Mr. Jonathan Lansky reports
LEGEND POWER SYSTEMS ANNOUNCES NON-BROKERED PRIVATE PLACEMENT PURSUANT TO THE LISTED ISSUER FINANCING EXEMPTION
Legend Power Systems Inc. has arranged a non-brokered private placement of a minimum of 11,111,111 units and up to a maximum of 14,186,000 units of the company at a price of 12 cents per unit for aggregate gross proceeds of a minimum of $1,333,333 and up to a maximum of $1,702,320. The offering is being completed pursuant to the amendments to National Instrument 45-106 (Prospectus Exemptions) set forth in Part 5A thereof to purchasers resident in Canada, except Quebec, and such other jurisdictions outside of Canada in compliance with applicable securities laws of those jurisdictions. The company has filed a Form 45-106F19 offering document related to the offering that can be accessed under Legend Power's profile at SEDAR+ and on the company's website. Prospective investors should read the offering document before making an investment decision. The non-brokered private placement previously announced Nov. 25, 2025, has been terminated.
Each unit will consist of one common share in the capital of the company and one common share purchase warrant. Each warrant will entitle the holder thereof to acquire one additional common share at an exercise price of 12 cents per common share for a period of 36 months from the date of issuance. The units issued in the offering will not be subject to any statutory hold period under applicable Canadian securities laws, subject to limitations prescribed by the listed issuer financing exemption.

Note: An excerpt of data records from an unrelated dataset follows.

PR #5618, opened 2019-03-25
KAZOO-6073: [master] api to get summary grouped by sub-accounts

icehess:


applications/crossbar/doc/ledgers.md
```diff
@@ -108,6 +108,84 @@ curl -v -X GET \
...
+```
+
+**Sample response:**
+
+```json
+{
+    "auth_token": "{AUTH_TOKEN}",
+    "data": {
+        "{ACCOUNT_ID_1}": {
+            "per-minute-voip": {
```
k-anderson: @icehess I think we should put the ledgers under an object (such as 'ledgers') to seperate the list of ledger sources from the 'account' container/object.

icehess: done. Also I add total just in case :)

PR #5619, opened 2019-03-25
PISTON-711: start_key off by one, resulting in missed records paginating

danielfinke:
When a query is made through a CouchDB view, the supplied start_key and end_key must have the same length as those in the result set (note: with no grouping applied!). If this is not the case, some results may be filtered out as they are sorted outside the selected range. In Kazoo’s case, this can mean that the next_start_key produced by viewing the last result’s key can be wrong when the group level is not equal to the length of the view key in the underlying view definition.

The following is an example of what can happen here:

GET https://{{baseURL}}/v2/accounts/{{account_id}}/users/{{user_id}}/cdrs/interaction?page_size=10

The view backing this query (interactions/interaction_listing_by_owner) has keys of length 4 (owner_id, interaction_time, interaction_key, channel_created_time). cb_cdrs however uses a group_level of 3. This means that the result set will have keys of length 3. Now assume our last result has a key of `["0a1fde86ac5e801b57ae58510710b31f", 63719832457, "98fe29cc"]` (these are owner_id, interaction_time, and interaction_key, omitting the channel_created_time due to the group_level). This will be returned as the next_start_key. It is one element beyond the page_size of the original req. One would assume in the next query:

GET http://{{baseURL}}/v2/accounts/{{account_id}}/users/{{user_id}}/cdrs/interaction?page_size=10&start_key={{start_key}}

that the result set begins with the result specified with the start_key. It does not. It begins at the record one after the start_key record, causing lost results.

This is because the sort order is descending for this request, and therefore results with keys that sort greater than the start_key will be filtered out. By submitting a start_key of `length(ViewKeys)-1`, CouchDB interprets the 4th missing element as `null` which sorts low (https://docs.couchdb.org/en/stable/ddocs/views/collation.html#collation-specification). This means that any records that have the first 3 elements of their key matching the start_key but have _anything_ other than null/false/true as their 4th element of their key will be filtered out.

In the interaction example, since the last element of the key is an integer (channel_created_time), the record that should have been returned by the next_start_key is going to be skipped.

In connection with the offering, the company may pay fees in accordance with the policies of the exchange, being a cash commission of up to 5.0 per cent on total proceeds received from subscribers introduced to the company by the eligible finder and the issuance of non-transferable common share purchase warrants equal to up to 3.0 per cent of total units issued to subscribers introduced to the company by eligible finders. Each finder's warrant will entitle the holder to acquire one common share at an exercise price of 12 cents per common share for a period of 36 months from the date of issuance. Securities issued to eligible finders will be subject to a statutory hold period expiring four months and one day after issuance in accordance with the policies of the exchange and applicable Canadian securities laws.
The company intends to use the net proceeds from the offering primarily for operating expenses, material purchases and general working capital purposes, as more specifically detailed in the offering document.
The offering may close in multiple tranches, with the final closing to occur no later than Jan. 31, 2026. The offering is subject to certain conditions, including, but not limited to, receipt of all necessary approvals, including the approval of the exchange.
About Legend Power Systems Inc.
Legend Power provides an intelligent energy management platform that analyzes and improves building energy challenges, significantly impacting asset management and corporate performance. Legend Power's proven solutions support pro-active executive decision making in a complex and volatile business and energy environment. The proprietary and patented system reduces total energy consumption and power costs, while also maximizing the life of electrical equipment. Legend Power's unique solution is also a key contributor to both corporate sustainability efforts and the meeting of utility energy efficiency targets.